Furthermore, due to the reduction in the diameter of the head drum that accompanies the miniaturization of the device, the tape winding angle around the head drum becomes thicker (even if this becomes large, it is possible to realize a thinner and smaller device without deteriorating the tape running characteristics.

[Brief explanation of the drawing]

FIGS. 1(a), (b), and (c) are a plan view and a side view, respectively, for explaining the tape running path in the recording or reproducing apparatus of the present invention, and FIG. 1(a) shows the tape loading state. Plan view, Figure (b) is a plan view in the tape unloading state, Figure (c) is a side view seen from the drum side in the tape loading state, and Figure 2 is an enlarged view of the tape running path near the rotating head drum. , FIGS. 3(a) and (b) are plan views showing specific configurations of each part of the tape loading mechanism in the tape loading state, and FIGS. 4(a) and (b) are specific diagrams of each part of the tape loading mechanism.
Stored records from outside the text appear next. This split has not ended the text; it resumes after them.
PR #871, opened 2025-11-11
[feat] training mfu calculation scripts

Ohm-Rishabh:
I've pushed in the new change. Current performance numbers: https://docs.google.com/document/d/112cSQrSHrgWU0UDJAcRGuFbJB4EFu8QCSB4Q6FTY9y0/edit?usp=sharing

### DIFF
--- a/fastvideo/tests/training/Vanilla/mfu_calculation.py
+++ b/fastvideo/tests/training/Vanilla/mfu_calculation.py
@@ -77,12 +77,13 @@ def run_worker():
         "--validation_steps", "200",
         "--validation_sampling_steps", "50",
         "--validation_guidance_scale", "6.0",
+        #"--enable_torch_compile",
         #"--log_validation",
         "--num_gpus", NUM_GPUS_PER_NODE,
         "--sp_size", NUM_GPUS_PER_NODE,
         "--tp_size", "1",
-        "--hsdp_replicate_dim", "1",
-        "--hsdp_shard_dim", NUM_GPUS_PER_NODE
+        "--hsdp_replicate_dim", NUM_GPUS_PER_NODE,
+        "--hsdp_shard_dim", "1"
     ])
     # Call the main training function
     pipeline = WanTrainingPipeline.from_pretrained(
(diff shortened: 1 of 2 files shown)


fastvideo/tests/training/Vanilla/mfu_calculation.py
```diff
@@ -0,0 +1,195 @@
...
+        num_layers = 24
+
+        
+        # Calculate achieved FLOPs (forward + backward)
+        # Per layer, per batch, forward pass:
+        # - Linear ops (QKV, out_proj, MLP): 12 * hidden_dim^2 * seq_len
+        # - Attention ops (QK^T, Attn*V): 2 * seq_len^2 * hidden_dim
+        # Training multiplier: 3x (1 forward + 2 backward)
+        linear_flops = 12 * hidden_dim * hidden_dim * seq_len
+        attention_flops = 2 * seq_len * seq_len * hidden_dim
```
Edenzzzz: non-causal is 4x, 2 for multply-add and 2 for qk + vo

Ohm-Rishabh: thanks for pointing it out!

zhisbug:
if that's true, then i think this is very bad. Could you double check? And if we confirm things are correct, could you start figuring out where the system overhead is.

One way is to use a 1.3B language model and run training on megatron/deepspeed on the same hardware and see what the MFU is..

Edenzzzz:
You can run torch profiler first to see where bubbles arise in GPUs. For example, there could be high python overheads due to input validation/preprocessing/post-processing pipeline, or try async `save_checkpoint` (overlap with next forward pass).

fastvideo/training/training_pipeline.py
```diff
@@ -656,6 +656,17 @@ def train(self) -> None:
                     "grad_norm": grad_norm,
                     "vsa_sparsity": current_vsa_sparsity,
                 }
+                # Log actual batch shape for MFU calculation
+                if (hasattr(training_batch, 'raw_latent_shape')
+                        and training_batch.raw_latent_shape is not None):
```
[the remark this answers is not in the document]
SolitaryThinker: don't use getattr

SolitaryThinker (approved):

PR #1780, opened 2026-08-28
[bugfix]: apply FP8 to MiniMax H3's feed-forward

KyleNeverGivesUp:
## Problem

`FP8Config.get_quant_method` chooses what to quantize by substring-matching a layer's state-dict name against `_FP8_SUFFIXES`. That tuple carried `ffn.fc_in` and `ffn.fc_out`, which fits WanVideo and LTX-2. MiniMax H3 mounts its feed-forward on `.ff`, so the layer is `transformer_blocks.0.ff.fc_in` and `"ffn.fc_in" in "transformer_blocks.0.ff.fc_in"` is False.

All 104 H3 feed-forward linears were skipped, 50 main blocks and 2 refiner blocks at two linears each, and kept their bf16 weights.

Nothing surfaced it. H3's attention projections are named `to_q`, `to_k`, `to_v` and `to_out`, which the tuple already matched, so quantization ran without error, freed real memory, and produced correct video while covering 8.01B of the checkpoint's 22.09B parameters. Partial coverage was indistinguishable from full coverage.

Every model added so far has had its feed-forward registered, including Kandinsky5's in #1601. H3 is the only one where it is missing, so this is an omission against a consistent pattern rather than a deliberate exclusion.

## What this changes

**The two H3 names are matched by true suffix, not substring.** They live in a separate `_FP8_EXACT_SUFFIXES` tuple checked with `endswith`. `DiTConfig.prefix` is settable from the CLI, so under a substring rule a root prefix containing `.ff.fc_in` would tag every descendant, including `adaln_proj.linear`, whose forward reads `self.linear.weight.dtype` after the converter has removed that weight. The original tuple keeps substring matching because it depends on it: `to_q` is also how Kandinsky5's `to_query` is reached.

WanVideo and GLM-Image are unaffected even though their state dicts also carry `.ff.fc_in`. Both build that module without passing `quant_config` or a `prefix`, so `get_quant_method` is never consulted for it. `param_names_mapping` only renames checkpoint keys during weight loading and takes no part in quantization selection.

**Partial coverage is now reported.** `convert_model_to_fp8` counts what it quantized, what was handed an `FP8Config` but matched no entry, and what was never a candidate at all, then logs all three with the distinct trailing names of the unmatched layers. On H3 that reads:

```
FP8: quantized 312 linear layers holding 20.04B parameters; left 108 requested
linear layers holding 2.05B parameters in their loaded dtype because their names
match no _FP8_SUFFIXES entry: adaln_proj.linear, attn.to_gate_compress,
audio_proj_in, audio_proj_out, context_embedder, norm_out.linear, proj_in,
proj_out, time_embedder.fc_in, time_embedder.fc_out; 1 further linear layers
were never handed an FP8Config
```

The names are exactly what a new `_FP8_SUFFIXES` entry would have to spell, so the next model with different naming is one log line away from a fix rather than a code read.

**Zero coverage warns.** `_maybe_quantize_model` only calls the converter once it finds a layer carrying an `FP8QuantizeMethod`. If FP8 is requested and not one layer matches, the converter never runs and the log above never appears, so the worst case was the quietest. It now warns and names the layers it saw.

## Measured

One GB10, 121 GiB unified memory, and [KyleNeverGivesUp/FastH3-4-step-Preview-v1-r16](https://huggingface.co/KyleNeverGivesUp/FastH3-4-step-Preview-v1-r16), which is FastH3 Preview v1 with the rank-reduced AdaLN converter applied, at 22.09B parameters. Every number below can be reproduced against that checkpoint.

| | before | after |
|---|---|---|
| quantized parameters | 8.01B | 20.04B |
| quantized linear layers | 208 | 312 |
| resident weights | 44.23 GiB | 32.99 GiB |

**This is not a speed lever, and the patch does not claim to be one.** Generation is 1587 s against 1643 s at 512x896 with 124 frames, which is noise. That agrees with the existing guidance in `docs/getting_started/installation/spark_performance.md` that quantizing linear layers buys almost nothing on an attention-bound video model. What changes is what fits: on this machine the 11.24 GiB is the difference between a workload that is killed and one that completes.

## Output quality

Same seed, resolution and frame count, with `--fp8` as the only variable.

SSIM is 0.669 and PSNR is 19.3 dB against the bf16 run, but neither measures degradation here. FP8 perturbs the model's prediction at each step, so the trajectory diverges and the result is a different video rather than a degraded copy of the same one.

What does transfer: mean luma is 106.4 against 106.2 and standard deviation is 61.2 against 61.1 across three sampled frames, so there is no exposure or contrast drift. Visual inspection of those frames shows no blocking, no banding, no texture collapse and no structural error. The chroma channels track closely, PSNR u 32.1 and v 34.8, while luma carries the divergence, which is where the difference in sampled content lives.

Callers who want tighter accuracy already have `granularity="channel"`, documented in `docs/inference/optimizations.md`.

## Tests

`fastvideo/tests/ops/quantization/test_fp8_ffn_suffix_wiring.py`, six CPU-only cases in a directory `unit_test.sh` already collects.

- both real H3 block prefixes get an `FP8QuantizeMethod`, `transformer_blocks.N.ff` and `token_refiner.refiner_blocks.N.ff`
- a real `MiniMaxH3TokenRefinerBlock` is constructed, so removing the `quant_config` or `.ff` propagation from the block fails even with the tuple intact
- WanVideo's `ffn.fc_in` and `ffn.fc_out` still match
- an unrelated projection still falls back to `UnquantizedLinearMethod`
- a root prefix of `tenant.ff.fc_in` does not drag `adaln_proj.linear` into FP8
- the conversion log reports the right layer counts, parameter totals and unmatched names, asserted on the `LogRecord` arguments rather than the rendered string, which formats both totals to `0.00B` at test scale

Reverting the two new entries turns three of the six red and leaves the three that should stay green.

On the GB10: 34 passed across `fastvideo/tests/ops/quantization/`, 5 passed in `fastvideo/tests/loader/test_fsdp_load_releases_checkpoint.py`, mypy clean, and an end-to-end H3 generation confirming the new log and unchanged component residency.

## Not in this patch

The underlying shape is a hardcoded allowlist where partial coverage is indistinguishable from full coverage. A deeper fix would have models declare their own quantizable layers, but that touches WanVideo, LTX-2 and Kandinsky5 and belongs in its own change. The reporting added here makes the current mechanism's misses visible in the meantime.

This module uses `logging.getLogger` rather than `init_logger`, matching all five quantization modules beside it. Switching it would make this file the odd one out, so that also belongs in its own change.


fastvideo/tests/ops/quantization/test_fp8_ffn_suffix_wiring.py
```diff
@@ -0,0 +1,169 @@
...
+    """Guard the wiring, not just the tuple.
+
+    ``MiniMaxH3FeedForward`` is reached through a block that must pass both
+    ``quant_config`` and a ``.ff`` prefix down. Dropping either would leave the
+    tuple correct and the model unquantized, so build the block itself.
+    """
+    from fastvideo.models.dits.minimax_h3 import MiniMaxH3TokenRefinerBlock
+    from fastvideo.platforms import AttentionBackendEnum
+
+    block = MiniMaxH3TokenRefinerBlock(
```
SolitaryThinker, line 97: **Medium:** This test is not CPU-only as written. At exact head `6fd11aa`, the suite gives `5 passed, 1 failed` on a CPU host: constructing `MiniMaxH3TokenRefinerBlock` reaches `get_attn_backend(...)` and raises `ValueError: Invalid attention backend for CPU` before either FP8 assertion runs. The exact `minimax_h3.py` and selector blobs match the versions used in the reproduction. Please mock the backend/platform selection or isolate the block-to-FF wiring so this test honors the file's CPU-only contract.

SolitaryThinker (changes requested):
The FP8 matching and coverage-reporting code looks sound in focused review: five of the six exact remote tests passed on this CPU host, a separate zero-coverage probe emitted the expected warning, and fastcheck/pre-commit are green. I am requesting changes for the sixth test, which is described as CPU-only but fails before its FP8 assertion on a CPU-only machine. Please also amend the commit to remove the `Co-Authored-By: Claude Opus 5` trailer; FastVideo maintainer policy does not allow AI agents as co-authors.

fastvideo/layers/quantization/fp8_config.py
```diff
@@ -43,6 +46,21 @@
...
+# prefix containing ".ff.fc_in" would make a substring rule match every
+# descendant, including ``adaln_proj.linear`` whose forward reads
+# ``self.linear.weight.dtype`` after the converter has removed that weight.
+# The tuple above keeps substring matching because it relies on it: "to_q"
+# is also how Kandinsky5's "to_query" is reached.
+_FP8_EXACT_SUFFIXES = (
+    ".ff.fc_in",
+    ".ff.fc_out",
+)
+
```
SolitaryThinker, line 63: **High:** These new H3 suffixes expose the existing post-load FP8 converter to sharded FSDP inference. `maybe_load_fsdp_model` calls `fully_shard` before `_maybe_quantize_model`; conversion then quantizes only `weight.to_local()`, registers that local shard as an ordinary `_fp8_weight` buffer, and removes the FSDP-managed parameter. `FP8QuantizeMethod.apply` reads the local buffer directly, so no FSDP all-gather occurs. I reproduced this on two CPU ranks: logical `(8,4)` / `(4,8)` DTensor weights became local `(4,4)` / `(2,8)` buffers, and both ranks failed the FF forward with `mat1 and mat2 shapes cannot be multiplied (2x4 and 8x2)`. `use_fsdp_inference=True` is a documented multi-GPU path, so please reject FP8 when the FSDP shard dimension is greater than one until supported, or keep the quantized representation under FSDP unshard/all-gather semantics. Add a multi-rank regression test before reporting these layers as successfully quantized.

PR #1784, opened 2026-08-29
[feat] Add streaming and GPU-accelerated LoRA extraction

shaoxiongduan:
## Purpose

Add a streaming, GPU-accelerated path to `scripts/lora_extraction/extract_lora.py` for large video transformers while preserving the existing exact CPU workflow and mixed LoRA/dense adapter format.

Previously, extraction materialized both transformer state dictionaries in host memory and performed full SVD on CPU. This is prohibitively expensive for models such as MiniMax-H3. The updated extractor streams indexed tensors, supports exact or randomized factorization on a selected device, and adds controls for accuracy, storage precision, resumability, and adapter validation.

## Changes

- Stream indexed safetensors one base/fine-tuned tensor pair at a time.
- Download only `transformer/*` when resolving Hugging Face repositories.
- Preserve the existing loading behavior through `--load-mode auto`:
  - try indexed loading first;
  - fall back to the legacy FastVideo pipeline loader;
  - allow either path to be selected explicitly.
- Add configurable CPU/GPU factorization:
  - `--device`
  - `--svd-method exact|randomized`
  - `--randomized-q`
  - `--oversample`
  - `--niter`
  - `--seed`
- Add storage dtype controls for:
  - low-rank factors;
  - exact `.diff` / `.diff_b` / `.diff_param` payloads;
  - fine-tuned-only `.set_weight` / `.set_param` parameters.
- Add repeatable `--exact-tensor-pattern` rules for matrices that should remain exact dense deltas instead of being rank-truncated.
- Document that matrix selection is runtime-agnostic and keep Wan condition embedders and its unwrapped output projection exact in the validated extraction command.
- Add resumable per-tensor extraction through `--work-dir` and `--resume`.
- Validate checkpoint key sets, tensor shapes, generated adapter keys, and output factor shapes.
- Preserve changed standalone parameters such as Wan2.2 `scale_shift_table` through `.diff_param`/`.set_param` payloads instead of silently dropping them.
- Write an adjacent extraction report containing settings, tensor counts, and reconstruction residuals.
- Omit unnecessary per-layer `lora_rank` and `lora_alpha` tensors when `alpha == rank`, which is already the loader default.
- Retain the existing mixed-adapter behavior:
  - changed matrices → `lora_B @ lora_A`;
  - changed base weights/biases → `.diff` / `.diff_b`;
  - changed standalone parameters such as `scale_shift_table` → `.diff_param`;
  - fine-tuned-only weights such as VSA gates → `.set_weight`;
  - other fine-tuned-only parameters → `.set_param`;
  - bit-identical parameters → omitted.
- Update the LoRA extraction documentation and add CPU/GPU unit coverage.

Exact CPU SVD remains the default for backward compatibility. GPU and randomized SVD are opt-in.

## Test Plan

```bash
source /mnt/lustre/vlm-s4duan/FastVideo/.venv/bin/activate

# CPU unit coverage
PYTHONPATH="$PWD" pytest \
  --confcutdir=fastvideo/tests/lora_extraction \
  fastvideo/tests/lora_extraction/test_streaming_lora_extraction.py -q

# Run the same test on a GPU node to activate CUDA coverage
PYTHONPATH="$PWD" pytest \
  --confcutdir=fastvideo/tests/lora_extraction \
  fastvideo/tests/lora_extraction/test_streaming_lora_extraction.py -q

# Existing dense LoRA loader coverage
PYTHONPATH="$PWD" pytest \
  fastvideo/tests/loader/test_lora_patch.py -q

# Wan2.2 extraction through the real FastVideo DMD LoRA loader on GPU
PYTHONPATH="$PWD" pytest \
  --confcutdir=fastvideo/tests/lora_extraction \
  fastvideo/tests/lora_extraction/test_lora_extraction.py \
  -q -s

# Full repository pre-commit suite
pre-commit run --all-files
```

A full MiniMax-H3 extraction was also run on one GB200:

```bash
python scripts/lora_extraction/extract_lora.py \
  --base /mnt/lustre/vlm-s4duan/models/MiniMax-H3 \
  --ft /mnt/lustre/vlm-s4duan/models/FastVideo-FastH3-8-step-Preview-v1-VSA-DataFree-full-local \
  --out /tmp/fasth3-generic-r64/adapter_model.safetensors \
  --rank 64 \
  --min-delta 0 \
  --load-mode indexed \
  --device cuda:0 \
  --svd-method randomized \
  --randomized-q 320 \
  --niter 4 \
  --seed 42 \
  --factor-dtype float16 \
  --dense-dtype float32 \
  --replacement-dtype source \
  --exact-tensor-pattern '^audio_proj_(in|out)\.weight$' \
  --exact-tensor-pattern '^context_embedder\.weight$' \
  --exact-tensor-pattern '^proj_(in|out)\.weight$' \
  --exact-tensor-pattern '^time_embedder\.'
```

The extracted adapter was then loaded through the MiniMax-H3 LoRA inference path and used to generate an eight-step FastH3 video.

## Test Results

<details>

```text
CPU extraction tests:
5 passed, 2 skipped

GPU extraction tests:
7 passed

Dense LoRA loader tests:
30 passed

Wan2.2 GPU extraction and real-loader integration test:
1 passed in 250.23s

Wan2.2 adapter application:
525 exact dense parameters fully applied
300 LoRA layers converted and applied
0 unmatched factor keys
WanDMDPipeline selected

Pre-commit (`pre-commit run --all-files`):
yapf passed
ruff passed
codespell passed
PyMarkdown passed
actionlint passed
mypy passed
filename check passed
suggestion check passed
```

Full MiniMax-H3 extraction:

```text
LoRA layers:             362
Exact additive tensors:   78
VSA replacement tensors:  50
Unchanged tensors:       198
Weighted residual:       0.8755630793425291
```

Comparison against the adapter previously produced by the specialized MiniMax-H3 extractor:

```json
{
  "old_keys": 852,
  "new_keys": 852,
  "key_sets_equal": true,
  "unequal_tensors": 0,
  "max_abs_difference": 0.0
}
```

End-to-end FastH3 inference:

```text
LoRA dense payload fully applied: 128 parameters
LoRA adapter applied to 362 layers
Video generation completed successfully
```

The existing Wan2.2 integration example now extracts on `cuda:0`, retains runtime-unsupported boundary matrices as exact deltas, constructs the real FastVideo `WanDMDPipeline`, and asserts that all 300 factorized matrices reach a layer.

</details>

## Checklist

Not applicable; this PR changes the extraction utility and does not modify model or pipeline numerics.


scripts/lora_extraction/merge_lora.py
```diff
@@ -214,7 +273,17 @@ def merge_lora_into_base(base_sd: dict, adapter: dict) -> dict:
         merged_sd[weight_key] = merged_weight.to(base_sd[weight_key].dtype)
         merged_count += 1
 
-    LOG.info(f"Merged {merged_count} layers, skipped {skipped_count}")
+    additive, replacement, unrecognized = group_dense_keys(adapter)
+    dense_merged, dense_skipped = merge_dense_into_base(merged_sd, additive, replacement)
```
SolitaryThinker: **High:** Indexed extraction emits Hugging Face parameter names, but both the factor loop above and this dense merge look them up directly in the FastVideo custom state dict without applying the model mappings. For Wan, `blocks.0.attn1.to_q.weight` maps to `blocks.0.to_q.weight`; a focused extract-shaped probe merged **0 LoRA layers and 0 dense tensors**. Please apply `lora_param_names_mapping` (where applicable) followed by `param_names_mapping`, or perform the merge wholly in the HF namespace. Add an indexed-extract -> merge integration test using real Wan mappings; the current test uses custom names on both sides and cannot catch this.

scripts/lora_extraction/extract_lora.py
```diff
@@ -130,292 +258,439 @@ def load_transformer_state_dict_from_model(
...
+            return
 
-    # cleanup
-    try:
-        del pipeline, transformer
-    except Exception:
-        pass
-    torch.cuda.empty_cache()
-    return state_dict_cpu
+    base_state = load_transformer_state_dict_from_model(base)
```
SolitaryThinker, line 377: **High:** `base_revision` and `finetuned_revision` are dropped in explicit pipeline mode and in the automatic fallback, while the output metadata later records those requested revisions. This can extract default-branch weights while claiming pinned commits. Resolve each revision to a pinned snapshot before pipeline loading, thread the revision through the loader, or reject revision flags for a mode that cannot honor them. The immutable revision also needs to participate in resume identity.

scripts/lora_extraction/extract_lora.py
```diff
@@ -130,292 +258,439 @@ def load_transformer_state_dict_from_model(
...
+    device = torch.device(config.device)
+    if device.type == "cuda" and not torch.cuda.is_available():
+        raise RuntimeError(f"CUDA device requested but CUDA is unavailable: {device}")
+    factor_dtype = _torch_dtype(config.factor_dtype)
+    exact_patterns = _compile_patterns(config.exact_tensor_patterns)
+
+    for index, key in enumerate(tqdm(sorted(finetuned.keys), desc="extracting LoRA", unit="tensor")):
+        tensor_file = work_dir / "tensors" / f"{index:05d}.safetensors"
+        existing = manifest["layers"].get(key)
+        if existing is not None and (existing.get("tensor_file") is None or tensor_file.is_file()):
```
SolitaryThinker, line 576: **High:** Resume decides this shard is reusable from source/config strings plus file presence; it does not validate checkpoint identity. I extracted once, overwrote the fine-tuned safetensors in place with the same keys/shapes, then resumed: the adapter retained the old `[[1,1],[1,1]]` delta while a fresh extraction produced `[[2,2],[2,2]]`. A partial run can therefore mix old and new weights silently. Persist and validate immutable revisions or checkpoint/shard fingerprints before skipping completed layers.

scripts/lora_extraction/extract_lora.py
```diff
@@ -130,292 +258,439 @@ def load_transformer_state_dict_from_model(
...
+                "delta_frobenius_norm": delta_fro_sq**0.5,
+                "relative_residual": residual,
+                "max_abs_delta": max_abs_delta,
+            }
+            del lora_a, lora_b, singular_values, payload
+        else:
+            output_key = dense_payload_key(key)
+            if config.dense_payload:
+                output_dtype = _resolve_output_dtype(config.dense_dtype, finetuned_tensor.dtype)
+                _save_layer_payload(tensor_file, {output_key: delta.to(output_dtype)}, key)
```
SolitaryThinker, line 664: **Medium:** The module describes these as exact dense deltas, but the default `dense_dtype='source'` rounds the FP32 difference back to FP16/BF16 and does not always reconstruct the fine-tuned tensor. One FP16 probe reconstructed `-0.0260009765625` instead of `-0.026031494140625`. Default exact deltas to FP32, or round-trip-check and promote/store a replacement whenever source-dtype addition cannot reproduce the target. Please cover FP16/BF16, not only the current float32 toy state.

fastvideo/models/loader/lora_patch.py
```diff
@@ -49,11 +50,11 @@
...
 
-# Suffix -> the parameter suffix it targets. ``.diff``/``.diff_b`` are additive,
-# ``.set_weight`` replaces. Ordered longest-first so ``.diff_b`` is tested before
-# ``.diff`` would match a truncated key.
-ADDITIVE_SUFFIXES: dict[str, str] = {".diff_b": ".bias", ".diff": ".weight"}
-REPLACEMENT_SUFFIXES: dict[str, str] = {".set_weight": ".weight"}
+# Suffix -> the parameter suffix it targets. An empty target suffix preserves the
+# full parameter name for standalone nn.Parameters. Ordered longest-first so the
+# generic spellings are tested before the shorter weight/bias spellings.
+ADDITIVE_SUFFIXES: dict[str, str] = {".diff_param": "", ".diff_b": ".bias", ".diff": ".weight"}
```
SolitaryThinker, line 56: **Medium:** These new dense suffixes are later resolved with only `param_names_mapping`, unlike the low-rank loader, which first applies `lora_param_names_mapping`. For Wan, official-style `blocks.0.self_attn.q.weight` remains unchanged under the regular mapping but the two-step mapping correctly reaches `blocks.0.to_q.weight`; factors can therefore apply while their matching dense payload stays unmatched. Please compose the same two mappings for dense keys and add an official-style mixed-adapter test.

SolitaryThinker (changes requested):
Requesting changes for several silent correctness failures in the documented extraction and merge paths. I reproduced the namespace mismatch, stale-resume behavior, ignored revisions, and low-precision dense round-trip locally. The focused CPU tests and pre-commit pass, but the current tests do not exercise these production cases; Buildkite fastcheck is also still red across all microscope lanes.

scripts/lora_extraction/merge_lora.py
shaoxiongduan: Fixed in 3906bd84. Offline merging now applies `lora_param_names_mapping` followed by `param_names_mapping` to factor and dense payloads, handles mapped fused slices, and fails on unapplied payloads by default (`--allow-unmatched` is the explicit opt-out). I added an indexed extraction -> offline merge regression using the real Wan mappings (`blocks.0.attn1.to_q` -> `blocks.0.to_q` and `condition_embedder.time_proj` -> the FastVideo time-modulation parameter), plus fused-source accumulation coverage.

scripts/lora_extraction/extract_lora.py
shaoxiongduan: Fixed in 3906bd84. Pipeline mode now rejects revision flags, local paths reject Hugging Face revisions, and auto mode re-raises an indexed-loading failure instead of falling back whenever either revision was requested. Indexed HF resolution still passes the revisions to `snapshot_download`. Tests cover explicit pipeline rejection, local-path rejection, and preventing revision-dropping auto fallback; checkpoint fingerprints also participate in the resume configuration.

scripts/lora_extraction/extract_lora.py
shaoxiongduan: Fixed in 3906bd84. Indexed readers now SHA-256 fingerprint the index plus all referenced transformer shards, persist both base/fine-tuned fingerprints in the resume configuration, and reject a manifest when either checkpoint changed. File stats are checked around fingerprinting and again after extraction to catch in-flight mutation. The regression overwrites a fine-tuned shard in place with the same keys/shapes and verifies resume is rejected.

scripts/lora_extraction/extract_lora.py
shaoxiongduan: Fixed in 3906bd84. `dense_dtype` now defaults to FP32 in both the API and CLI, while lower precision remains an explicit choice. Parameterized FP16 and BF16 regressions use values for which source-dtype delta storage would fail and assert that the default FP32 payload reconstructs the exact fine-tuned source value after casting.

fastvideo/models/loader/lora_patch.py
shaoxiongduan: Fixed in 3906bd84. `maybe_load_fsdp_model` now supplies both mapping callables to `DenseLoRAPatch`; dense names are resolved through the LoRA-specific mapping first and the checkpoint/model mapping second, matching factor loading. The loader regression uses official-style Wan `blocks.0.self_attn.q.diff` and verifies it reaches `blocks.0.to_q.weight`. The full Wan extraction/runtime lane also passes with all 525 dense parameters and 300 factorized layers applied.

FIG. 5 is a partial plan view showing the specific structure of the mode switching mechanism; FIG. 6 is a plan view showing an example of a conventional tape loading mechanism. l...Main chassis 2...Rotating head drum 3
...Tape entry side movable guide post 3a...Tape height regulation guide roller 3b...Auxiliary inclined guide post 4...Tape exit side movable guide post 4a...Tape height regulation guide roller 4b ...Auxiliary inclined guide post 6.7...Loading ring 15...Movable (tape exit side) main inclined guide post 23
...Mode detection gear 27...Cam disk 30...Drive gear 34...Mode lever 37...Pinch roller system (general purpose cam plate 40...Capstan 51...Tape entry side main Inclined guide post 52... Impedance roller 53... Vertical guide post 60... Movable chassis 70... Pinch roller 73... Guide post 76... Tension regulator 84... Reel lock lever l, ...Cross line 1° on the main inclined guide post on the tape entry side...Cross line C on the main inclined guide post on the tape exit side...Cassette C1...Concavity in the front of the cassette

Claims (3)

[Claims] (1) A plurality of guide posts are provided to draw out the tape from the cassette and wrap it around the rotating head drum to form a predetermined tape running path, and the tape wrapping angle at the guide post immediately before the tape enters the rotating head drum is . A recording or reproducing apparatus, characterized in that the position of each guide post is set so that the tape wrapping angle at the tape guide post immediately after the tape exit side of the rotating drum is small. (2) A plurality of guide posts are provided for pulling out the tape from the cassette and winding it around the rotating head drum to form a predetermined tape running path, and the direction in which the tape is fed to the tape entry side guide post adjacent to the rotating head drum; The tape running path is configured such that the direction in which the tape is pulled out from the tape output side guide post adjacent to the rotary head drum is inclined toward the tape input side with respect to the center line of the tape winding angle with respect to the rotary head drum. recording or playback equipment. (3) A tape guide means consisting of a height regulating post for regulating the height of the tape and an inclined post for tape winding is provided on the tape entry side and the tape exit side of the rotating head drum, respectively. The height regulating post of each tape guide means is located closer to the tape entry side than the tape winding inclined post when viewed from the center line of the tape winding angle with respect to the rotary head drum. A recording or reproducing device characterized in that it is configured such that it is located at.